Introduction¶

SEDA (SEquence DAtaset builder) is an open-source, multiplatform application for processing FASTA files containing DNA and protein sequences.

As the following image shows, SEDA uses the Input-Process-Output (IPO) model to process sequence files in FASTA format (https://en.wikipedia.org/wiki/FASTA_format). This means that every operation in SEDA takes as input one or more FASTA files and produces one or more FASTA files.

According to the FASTA format, each file may contain one or more sequences. Each sequence is composed by a header line which begins with ‘>’ and one or more lines containing the nucleotide or amino acid sequences represented using single-letter codes. The header of a sequence typically should give a name (unique identifier) for the sequence, and may also contain additional information (called description). The description is separated by a blank space from the sequence name/identifier. The following example shows a sequence in FASTA format.

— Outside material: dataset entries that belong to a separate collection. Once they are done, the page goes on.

Issue #921, opened 2025-06-22
Password for Westfield.com


mpwg:
The suggested password lacks a "special character" 
I can't find the requirements again, was only on the forgot password page but I think it was max 20 characters,  special characters, and the usual (upper/lower, number and I think at least 8 chars)

PR #949, opened 2025-09-02
Update password-rules.json for id.westfield.com

new-mexico-worm-farmer:
### Overall Checklist

#### for password-rules.json

per the request in #921 

This website will recognize _many_ special characters, but not the `-` character!  As you can see in the javascript they're using, technically there are other characters which could be used.  However, the Password Rules Validation Tool did not seem to appreciate many of them (such as '«'), so this only includes the special characters that the validation tool filtered down to. 

westfield-pw-reqs

### DIFF
--- a/quirks/password-rules.json
+++ b/quirks/password-rules.json
@@ -623,6 +623,9 @@
     "id.sonyentertainmentnetwork.com": {
         "password-rules": "minlength: 8; maxlength: 30; required: lower, upper; required: digit; allowed: [-!@#^&*=+;:];"
     },
+    "id.westfield.com": {
+        "password-rules": "minlength: 9; maxlength: 20; required: lower; required: upper; required: digit; required: [!\"#&'()*,./:;?@[\\^_`{|}~];"
+    },
     "identity.codesignal.com": {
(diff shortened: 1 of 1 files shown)


quirks/password-rules.json
```diff
@@ -623,6 +623,9 @@
     "id.sonyentertainmentnetwork.com": {
         "password-rules": "minlength: 8; maxlength: 30; required: lower, upper; required: digit; allowed: [-!@#^&*=+;:];"
     },
+    "id.westfield.com": {
+        "password-rules": "minlength: 9; maxlength: 20; required: lower; required: upper; required: digit; required: [!\"#&'()*,./:;?@[\\^_`{|}~];"
```
rmondello, line 627: There are two very special quirks of character classes (that I really need to add a linter to detect).

If `-` is present, it must be the first character in the class, and if `]` is present, it must be the last character.

Example:
`[- !]]`

rmondello: BUT it looks like `]` isn’t included in the code from the website, soooooo, this is good!

rmondello (approved):

rmondello:
Keep ‘em coming, @new-mexico-worm-farmer! I’m having fun.

PR #952, opened 2025-09-07
Update password-rules.json for zenni optical

new-mexico-worm-farmer:
### Overall Checklist

#### for password-rules.json

This website only requires upper/lower/digit: 
zenni-pw-rules

However, their client-side javascript appears to allow essentially any special character:

```javascript
        class FusionAuthPasswordChecker {
          constructor(minLength, maxLength, requireMixedCase, requireNonAlpha, requireNumber) {
            this.rules = { minLength, maxLength, requireMixedCase, requireNonAlpha, requireNumber };
          }

          validate(password) {
            const messages = [];
            let valid = true;

            if (password.length < this.rules.minLength || password.length > this.rules.maxLength) {
              messages.push(this.rules.minLength + ' to ' + this.rules.maxLength + ' characters long');
              valid = false;
            }

            if (this.rules.requireMixedCase && !/[A-Z]/.test(password)) {
              messages.push('One uppercase character');
              valid = false;
            }

            if (this.rules.requireMixedCase && !/[a-z]/.test(password)) {
              messages.push('One lowercase character');
              valid = false;
            }

            if (this.rules.requireNumber && !/[0-9]/.test(password)) {
              messages.push('One number');
              valid = false;
            }

            if (this.rules.requireNonAlpha && !/[^A-Za-z0-9]/.test(password)) {
              messages.push('One special character.');
              valid = false;
            }

            return { valid, messages };
          }
        }

        const minLength = 8;
        const maxLength = 14; 
        const requireMixedCase = true;
        const requireNonAlpha = false;
        const requireNumber = true;
```

For example:
howdy-pw

I tested a dozen passwords from the Password validation tool and the client-side javascript accepted them all.  However, I did not want to potentially mess up my account if this validation isn't great, so I did not submit any changes for any server-side validation, nor did I want to create a dummy account.

### DIFF
--- a/quirks/password-rules.json
+++ b/quirks/password-rules.json
@@ -113,6 +113,9 @@
     "auth.readymag.com": {
         "password-rules": "minlength: 8; maxlength: 128; required: lower; required: upper; allowed: special;"
     },
+    "auth.zennioptical.com": {
+        "password-rules": "minlength: 8; maxlength: 14; required: lower; required: upper; required: digit; allowed: special;"
+    },
     "autify.com": {
         "password-rules": "minlength: 8; required: lower; required: upper; required: digit; required: [!\"#$%&'()*+,./:;<=>?@[^_`{|}~]];"
     },


new-mexico-worm-farmer:
I should add that the issue to be addressed here is that because the password is relatively short, the default behavior sometimes (but not always) generates a password that is missing a required character class (e.g. number).

PR #953, opened 2025-09-08
Update password-rules.json for NM Lottery website

new-mexico-worm-farmer:
### Overall Checklist

#### for password-rules.json

The rules given on the website:
nmlottery-rules

This matches the client-side validation javascript:
nmlottery-javascript

Experimentally, I verified that they allow passwords with special characters.  Technically, only one of upper or lower would be required, but it seems better to have them both as required (along with the optional special character) vs. trying to strictly encode rules that would only serve to generate weaker passwords (but willing to make changes if that's not in the spirit).


rmondello:
@new-mexico-worm-farmer Thanks again!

>SEQUENCE_NAME_IDENTIFIER Description
ACTGACTGACTGACTGACTGACTGACTGACTGACTGACTGACTGACTG
ACTGACTGACTGACTGACTGACTG

To facilitate the usage of the application, SEDA processing operations are grouped in six main groups:

Alignment-related: including functions to align sequences using Clustal Omega, concatenate sequences, and create consensus sequences.
BLAST: including an operation for performing batch BLAST analyses and a two-way ortholog identification method.
Filtering: including different operations to filter sequences (e.g. those that meet some criteria, remove isoforms or duplicated sequences, among others).
Gene Annotation: including gene annotation pipelines based on Augustus as implemented in SAPP, getorf from EMBOSS, Splign/Compart (https://www.ncbi.nlm.nih.gov/sutils/splign/splign.cgi), and ProSplign/ProCompart (https://www.ncbi.nlm.nih.gov/sutils/static/prosplign/prosplign.html).
Reformatting: providing operations to change the format of the FASTA files such as a powerful operation for changing sequence headers, among others.
General: containing operations whose functionality is not related to the other groups (e.g. splitting files and extracting random sequences, DNA to Protein translation, or FASTA files comparison, among others).